About this exercise
Report the number of lines holding "enumdata" in the material below, and nothing more.

☆ ☆ ☆ ☆

PR #399, opened 2025-02-28
cast: add lycanthropy

msom:
Lycanthropy
- keeps weapon bonus
- keeps damage
- resets experience
- cannot be cast on fantastic units, heroes or undead / black or chaos channeled units and will generate an error message while allowing to select another unit

I also
- added notices when trying to cast a unit or city enchantments on a unit / city which already contains the enchantment (it allows to select another unit / city)
- made black channeled units (irreversibly) undead
- changed showing a notice always playing the beep

For this PR, I have done some refactoring, mostly to allow the notices and to remove some code duplication:
- move `selected` to `doCastCityEnchantments` similar to `doCastUnitEnchantment`
- added `before` and `after` callbacks to `doCastCityEnchantments`
- added `before` and `after` callbacks to `doCastUnitEnchantment`

### DIFF
--- a/game/magic/game/cast.go
+++ b/game/magic/game/cast.go
@@ -46,6 +46,10 @@ const (
     LocationTypeDisenchant
 )
 
+type UnitEnchantmentCallback func (*units.OverworldUnit)
+
+func noUnitEnchantmentCallback(unit *units.OverworldUnit) {}
+
 type CityEnchantmentCallback func (*citylib.City) bool
 
 func noCityEnchantmentCallback(city *citylib.City) bool {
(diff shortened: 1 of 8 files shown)


kazzmir:
Works good but the sound is wrong. When I cast lycanthropy the sound played is the shuffle sound in combat.

game/magic/game/cast.go
```diff
@@ -87,79 +99,113 @@ func (game *Game) doCastSpell(player *playerlib.Player, spell spellbook.Spell) {
             UNIT ENCHANTMENTS
         */
         case "Bless":
-            game.doCastUnitEnchantment(player, spell, data.UnitEnchantmentBless)
+            game.doCastUnitEnchantment(player, spell, data.UnitEnchantmentBless, noUnitEnchantmentCallback, noUnitEnchantmentCallback)
```
kazzmir, line 102: Could there be another method like doCastUnitEnchantmentFull that takes these extra two arguments, so that the unit enchantments that don't need the extra functionality don't need to change. Then the doCastEnchantment can involve the Full method with the two extra noXyz arguments.

And same for the city enchantments

game/magic/game/cast.go
```diff
@@ -153,13 +165,47 @@ func (game *Game) doCastSpell(player *playerlib.Player, spell spellbook.Spell) {
         case "Flame Blade":
             game.doCastUnitEnchantment(player, spell, data.UnitEnchantmentFlameBlade)
         case "Black Channels":
-            game.doCastUnitEnchantment(player, spell, data.UnitEnchantmentBlackChannels)
+            after := func (unit units.StackUnit) bool {
+                overworldUnit, ok := unit.(*units.OverworldUnit)
+                if ok {
+                    overworldUnit.Undead = true
```
kazzmir, line 171: I think this can be set on a hero, https://masterofmagic.fandom.com/wiki/Black_Channels

so StackUnit should just have a SetUndead() method that works for both.

kazzmir:
> > Works good but the sound is wrong. When I cast lycanthropy the sound played is the shuffle sound in combat.
> 
> Actually it's the same sound as in original dos mom... Not sure what they intended by using this sound, maybe the sound of many werewolfs running?

Thats pretty funny.. its ok for now. I would have expected the sound to be similar to Wraith Form, sound 32

kazzmir (approved):

PR #498, opened 2022-07-29
Tcs 147 start time of access on disk not updating

dmitchard:
- Start time of access table never updating as a ^ join was being used which would only update if it was null. This meant that the very first entry into the start time would be repeated forever
-  Once this was fixed, I realised that the timing for the start time did not quite match what was in memory in the tailer
- this was because the savedown of tables was being called after the access was updated, so the access was displaying times for data that no longer existed in memory, this has been amended

### DIFF
--- a/code/wdb/datastripe.q
+++ b/code/wdb/datastripe.q
@@ -18,7 +18,11 @@ modaccess:{[accesstab]};
     // remove periods of data from tables
     t:tables[`.] except .wdb.ignorelist;
     lasttime:nextp-.ds.periodstokeep*(nextp-currp);
-
+    
+    // call the savedown function
+    .ds.savealltablesoverperiod[.ds.td;nextp;lasttime];
+    .lg.o[`reload;"Kept ",string[.ds.periodstokeep]," period",$[.ds.periodstokeep>1;"s";""]," of data from : ",", " sv string[t]];
+    
     // update the access table in the wdb
     // on first save down we need to replace the null valued start time in the access table
     // using the first value in the saved data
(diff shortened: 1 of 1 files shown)


CReid98 (commented):
The originally intended functionality was that the start time was only meant to update once at the start of day and contained the time of the first value saved to disk. If this is changing I think you need to write a bit more to explain why.

code/wdb/datastripe.q
```diff
@@ -18,18 +18,18 @@ modaccess:{[accesstab]};
...
-
+    
+    // call the savedown function
+    .ds.savealltablesoverperiod[.ds.td;nextp;lasttime];
+    .lg.o[`reload;"Kept ",string[.ds.periodstokeep]," period",$[.ds.periodstokeep>1;"s";""]," of data from : ",", " sv string[t]];
+    
     // update the access table in the wdb
     // on first save down we need to replace the null valued start time in the access table
     // using the first value in the saved data
     starttimes:.ds.getstarttime each t;
```
CReid98, line 29: is this variable still being used? looks like it can be removed

dmitchard: > The originally intended functionality was that the start time was only meant to update once at the start of day and contained the time of the first value saved to disk. If this is changing I think you need to write a bit more to explain why.

So with the way this is joined and saved to disk, you have that same start value repeated forever, it then in memory does not relate to what data is currently in memory for the wdb

CReid98: It's not recording what is in memory in the wdb, it's just recording what is saved to disk. It should be cleared as part of the endofday procedure (or moved to hdb) but it's expected that the start value will be repeated during the day.

dmitchard: if the access on disk is meant to be a record of all the periods, then you need the start time of those periods to update otherwise you will have a million

CReid98: In that case you would need to update the start time for the access table on disk, but the start time for the access table in memory should always be the first value saved that day.

PR #502, opened 2022-08-03
TCS-144 - Change enumeration in the Tailer and create symlink to HDB sym file

eimear-dalzell:
Change to enumeration in tailer to enumerate data against HDB symfile, rather than creating a sym file specific to each tailer.
Checks tailer directories for symlink to HDB sym file and creates this symlink if necessary.

### DIFF
--- a/code/wdb/datastripe.q
+++ b/code/wdb/datastripe.q
@@ -59,6 +59,19 @@ initdatastripe:{
 
 \d .ds
 
+symlink:{
+    /- function to create HDB sym file and symlink to this sym file at start up
+    /- create HDB sym file
+    symdir:`$raze string .wdb.hdbdir,"/sym";
+    if[not `sym in key .wdb.hdbdir;symdir set `symbol$()];
+    .lg.o[`hdbsym;"creating HDB symfile"];
+
+    /- create symlink
+    basedir:` sv .ds.td,.proc.procname;
+    createsymlink[basedir;.wdb.hdbdir;`sym];
+    .lg.o[`symlink;"creating symlink"];
+    };
+
 createsymlink:{[tdpath;hdbpath;symfile]
     /- function to create symlink to HDB sym file in taildir
     tdsympath:1_raze string tdpath,"/",symfile;
--- a/code/wdb/datastripe.q
+++ b/code/wdb/datastripe.q
@@ -61,7 +61,7 @@ initdatastripe:{
 
 createsymlink:{[tdpath;hdbpath;symfile]
     /- function to create symlink to HDB sym file in taildir
-    tdsympath:1_raze string tdpath,"/",.proc.procname,"/",symfile;
+    tdsympath:1_raze string tdpath,"/",symfile;
     hdbsympath:1_raze string hdbpath,"/",symfile;
 
     /- linux command to create symlink in specified dirs
@@ -95,7 +95,7 @@ upserttopartition:{[dir;tablename;keycol;enumdata;nextp]
     ];
 
     /- check if sym file exists in taildir, create sym link to HDB sym file if not
-    if[not `sym in key hsym basedir;createsymlink[.ds.td;.wdb.hdbdir;`sym]];
+    if[not `sym in key hsym basedir;createsymlink[basedir;.wdb.hdbdir;`sym]];
     };
 
 savetablesoverperiod:{[dir;tablename;nextp;lasttime]
--- a/code/wdb/datastripe.q
+++ b/code/wdb/datastripe.q
@@ -62,14 +62,14 @@ initdatastripe:{
 symlink:{
     /- function to create HDB sym file and symlink to this sym file at start up
     /- create HDB sym file
-    symdir:`$raze string .wdb.hdbdir,"/sym";
-    if[not `sym in key .wdb.hdbdir;symdir set `symbol$()];
-    .lg.o[`hdbsym;"creating HDB symfile"];
+    sympath:` sv (.wdb.hdbdir;`sym);
+    .lg.o[`hdbsym;"creating HDB sym file"];
+    if[not `sym in key .wdb.hdbdir;sympath set `symbol$()];
 
     /- create symlink
     basedir:` sv .ds.td,.proc.procname;
-    if[not `sym in key basedir;createsymlink[basedir;.wdb.hdbdir;`sym]];
     .lg.o[`symlink;"creating symlink"];
+    if[not `sym in key basedir;createsymlink[basedir;.wdb.hdbdir;`sym]];
     };
 
 createsymlink:{[tdpath;hdbpath;symfile]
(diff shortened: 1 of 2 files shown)


SeanW17 (approved):

code/wdb/datastripe.q
```diff
@@ -59,6 +59,15 @@ initdatastripe:{
 
 \d .ds
 
+createsymlink:{[tdpath;hdbpath;symfile]
+    /- function to create symlink to HDB sym file in taildir
+    tdsympath:1_raze string tdpath,"/",.proc.procname,"/",symfile;
+    hdbsympath:1_raze string hdbpath,"/",symfile;
+
+    /- linux command to create symlink in specified dirs
+    system"ln -s ",hdbsympath," ",tdsympath;
```
jonathonmcmurray, line 68: I think we should error trap this and think about what we do in case of failure - how critical is the symlink, can we log an error and continue or do we need to do something more?

code/wdb/datastripe.q
```diff
@@ -68,6 +77,7 @@ upserttopartition:{[dir;tablename;keycol;enumdata;nextp]
     s:first raze value'[?[enumdata;();1b;enlist[keycol]!enlist keycol]];
 
     /- get process specific taildir location
+    basedir:` sv dir,.proc.procname;
     dir:` sv dir,.proc.procname,`$ string .wdb.currentpartition;
```
jonathonmcmurray, line 81:
```suggestion
    basedir:` sv dir,.proc.procname;
    dir:` sv basedir,`$ string .wdb.currentpartition;
```

code/wdb/datastripe.q
```diff
@@ -83,6 +93,9 @@ upserttopartition:{[dir;tablename;keycol;enumdata;nextp]
         (directory;enumdata);
         {[e] .lg.e[`upserttopartition;"Failed to save table to disk : ",e];'e}
     ];
+
+    /- check if sym file exists in taildir, create sym link to HDB sym file if not
+    if[not `sym in key hsym basedir;createsymlink[.ds.td;.wdb.hdbdir;`sym]];
```
jonathonmcmurray, line 98: this is a little confusing/non-obvious to me - why are we checking for sym in `basedir` but then creating the symlink in `.ds.td`? surely we should be creating the symlink in the same location we checked for it, are `basedir` and `.ds.td` the same? I think we should use the same variable in both places in this line. If they are the same, do we need the local `basedir` variable if this is already stored globally as `.ds.td`?

code/wdb/datastripe.q
```diff
@@ -68,6 +77,7 @@ upserttopartition:{[dir;tablename;keycol;enumdata;nextp]
     s:first raze value'[?[enumdata;();1b;enlist[keycol]!enlist keycol]];
 
     /- get process specific taildir location
+    basedir:` sv dir,.proc.procname;
```
jonathonmcmurray, line 80: is `dir` here the same in `savetablesoverperiod` below? because there it looks like a similar line was replaced by `.wdb.hdbdir`, would the same be valid here?

code/wdb/datastripe.q
```diff
@@ -93,7 +106,7 @@ savetablesoverperiod:{[dir;tablename;nextp;lasttime]
     partitionlist: ?[tablename;();();(distinct;keycol)];
 
     /- enumerate and then split by keycol
-    symdir:` sv dir,.proc.procname;
+    symdir:.wdb.hdbdir;
     enumkeycol: .Q.en[symdir;?[tablename;enlist (<;`time;nextp);0b;()]];
```
jonathonmcmurray, line 110:
```suggestion
    enumkeycol: .Q.en[.wdb.hdbdir;?[tablename;enlist (<;`time;nextp);0b;()]];
```

can possibly just use `.wdb.hdbdir` directly instead of creating a local copy of that variable?

code/wdb/datastripe.q
eimear-dalzell: Yep, I think logging an error and continuing would be fine - I'll add in some error trapping here 
I believe the symlink isn't critical to the functionality of the tailer - it's more to have a complete IDB/for the tail reader to have when it is loading data

jonathonmcmurray: if the tail reader won't be able to load the intraday data without the symlink, it sounds pretty critical IMO - might be worth having a discussion on what should happen in the scenario that symlink fails

code/wdb/datastripe.q
```diff
@@ -59,6 +59,32 @@ initdatastripe:{
 
 \d .ds
 
+symlink:{
+    /- function to create HDB sym file and symlink to this sym file at start up
+    /- create HDB sym file
+    symdir:`$raze string .wdb.hdbdir,"/sym";
+    if[not `sym in key .wdb.hdbdir;symdir set `symbol$()];
+    .lg.o[`hdbsym;"creating HDB symfile"];
```
jonathonmcmurray, line 67: I think the log should probably be before the action - at the moment by the time it logs, the file is already created

code/wdb/datastripe.q
```diff
@@ -59,6 +59,32 @@ initdatastripe:{
 
 \d .ds
 
+symlink:{
+    /- function to create HDB sym file and symlink to this sym file at start up
+    /- create HDB sym file
+    symdir:`$raze string .wdb.hdbdir,"/sym";
```
jonathonmcmurray, line 65: I think the variable name here is misleading, as we're not creating a directory

you also shouldn't need the raze

```suggestion
    symdir:`$string[.wdb.hdbdir],"/sym";
```

or possibly can just use `sv` https://code.kx.com/q/ref/sv/#filepath-components

```suggestion
    symdir:` sv (wdb.hdbdir;`sym);
```

code/wdb/datastripe.q
```diff
@@ -59,6 +59,32 @@ initdatastripe:{
...
+    if[not `sym in key .wdb.hdbdir;symdir set `symbol$()];
+    .lg.o[`hdbsym;"creating HDB symfile"];
+
+    /- create symlink
+    basedir:` sv .ds.td,.proc.procname;
+    if[not `sym in key basedir;createsymlink[basedir;.wdb.hdbdir;`sym]];
+    .lg.o[`symlink;"creating symlink"];
```
jonathonmcmurray, line 72: same as above with the logging

code/wdb/datastripe.q
```diff
@@ -59,6 +59,32 @@ initdatastripe:{
...
+    };
+
+createsymlink:{[tdpath;hdbpath;symfile]
+    /- function to create symlink to HDB sym file in taildir
+    tdsympath:1_raze string tdpath,"/",symfile;
+    hdbsympath:1_raze string hdbpath,"/",symfile;
```
jonathonmcmurray, line 78:
```suggestion
    tdsympath:1_string ` sv (tdpath;symfile);
    hdbsympath:1_string ` sv (hdbpath;symfile);
```

I think you can probably use `sv` here to build the paths

code/wdb/datastripe.q
eimear-dalzell: good point, I've renamed the variable to `sympath` and went for the `sv` method to keep it consistent with other path creations in this file

code/wdb/datastripe.q
eimear-dalzell: fixed the logging in both places now too

jonathonmcmurray (approved):

PR #505, opened 2022-08-04
Move access table to within date partition in taildir

dmitchard:
- Access table used to be in taildir/wdb
- Now I have moved it so that it is in tailer/wdb1/2022.08.04
- This means when the tailreader then loads the access table from the current partition, it will just get info on that partition rather than one access table with a start time that is the time of first launch

### DIFF
--- a/code/wdb/datastripe.q
+++ b/code/wdb/datastripe.q
@@ -31,9 +31,9 @@ modaccess:{[accesstab]};
     .lg.o[`reload;"Kept ",string[.ds.periodstokeep]," period",$[.ds.periodstokeep>1;"s";""]," of data from : ",", " sv string[t]];
     
     // update the access table on disk
-    atab:get ` sv(.ds.td;.proc.procname;`access);
+    atab:get ` sv(.ds.td;.proc.procname;`$ string .wdb.currentpartition;`access);
     atab,:() xkey .ds.access;
-    (` sv(.ds.td;.proc.procname;`access)) set atab;
+    (` sv(.ds.td;.proc.procname;`$ string .wdb.currentpartition;`access)) set atab;
 
     // update the access table in the gateway
     handles:(.servers.getservers[`proctype;`gateway;()!();1b;1b])[`w];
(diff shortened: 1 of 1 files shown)


code/wdb/datastripe.q
```diff
@@ -31,9 +31,9 @@ modaccess:{[accesstab]};
     .lg.o[`reload;"Kept ",string[.ds.periodstokeep]," period",$[.ds.periodstokeep>1;"s";""]," of data from : ",", " sv string[t]];
     
     // update the access table on disk
-    atab:get ` sv(.ds.td;.proc.procname;`access);
+    atab:get ` sv(.ds.td;.proc.procname;`$ string .wdb.currentpartition;`access);
```
0Cal-MacK0, line 34:
```suggestion
    accesspath: ` sv(.ds.td;.proc.procname;`$ string .wdb.currentpartition;`access)
    atab:get accesspath;
```

code/wdb/datastripe.q
```diff
@@ -31,9 +31,9 @@ modaccess:{[accesstab]};
...
     atab,:() xkey .ds.access;
-    (` sv(.ds.td;.proc.procname;`access)) set atab;
+    (` sv(.ds.td;.proc.procname;`$ string .wdb.currentpartition;`access)) set atab;
```
0Cal-MacK0, line 36:
```suggestion
    accesspath set atab;
```
From above comment

code/wdb/datastripe.q
```diff
@@ -50,10 +50,10 @@ initdatastripe:{
     t:tables[`.] except .wdb.ignorelist;
 
     // load the access table; fall back to generating table if load fails
-    .ds.access: @[get;(` sv(.ds.td;.proc.procname;`access));([] table:t ; start:0Np ; end:0Np ; stptime:0Np ; keycol:`sym^.wdb.tablekeycols[t])];
+    .ds.access: @[get;(` sv(.ds.td;.proc.procname;`$ string .wdb.currentpartition;`access));([] table:t ; start:0Np ; end:0Np ; stptime:0Np ; keycol:`sym^.wdb.tablekeycols[t])];
```
0Cal-MacK0, line 53:
```suggestion
    default:([]table:t; start:0Np; end:0Np; stptime:0Np; keycol:`sym^.wdb.tablekeycols t)
    .ds.access: @[get;accesspath;default];
```

code/wdb/datastripe.q
```diff
@@ -50,10 +50,10 @@ initdatastripe:{
...
     modaccess[.ds.access];
     .ds.checksegid[];
-    (` sv(.ds.td;.proc.procname;`access)) set .ds.access;       
+    (` sv(.ds.td;.proc.procname;`$ string .wdb.currentpartition;`access)) set .ds.access;
```
0Cal-MacK0, line 56:
```suggestion
    accesspath set .ds.access;       
```

code/wdb/datastripe.q
dmitchard: At that point would it not make more sense to make the accesspath a global

dmitchard: Actually what I said wouldn't work as it needs to be within one of the functions called by the wdb in order to get currentpartition

PR #506, opened 2022-08-05
Tcs 116 tests and minor changes

SeanW17:
Added json files to the test folder which can be used to show the error handling and logging easier.
Also moved code.
Also changed .ds.stripeconfig definition.


tests/stp/configchecks/additionaltests
```diff
@@ -0,0 +1,19 @@
+action,ms,bytes,lang,code,repeate,minver,comment
+before,0,0,q,.ds.stripeconfig:`not.json,1,,"Sets json config to one which should fail as no json file by this name"
+before,0,0,q,configcheck[],1,,"Runs check functions on the json file"
+true,0,0,q,.ds.datastripe=0b,1,,"Checks datastriping has not been activated by checks"
+before,0,0,q,.ds.stripeconfig:`empty.json,1,,"Sets json config to one which should fail as file contains nothing"
+before,0,0,q,configcheck[],1,,"Runs load function on the json file"
```
jonathonmcmurray, line 6: I may be mistaken but I think with a `before` action in k4unit, these will all get run before the `true` actions, so results might not be correct. I think these should possibly be `run` actions to preserve the order with the `true` actions etc.

jonathonmcmurray (approved):
LGTM

emansanti (approved):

☆ ☆ ☆ ☆

Task response
7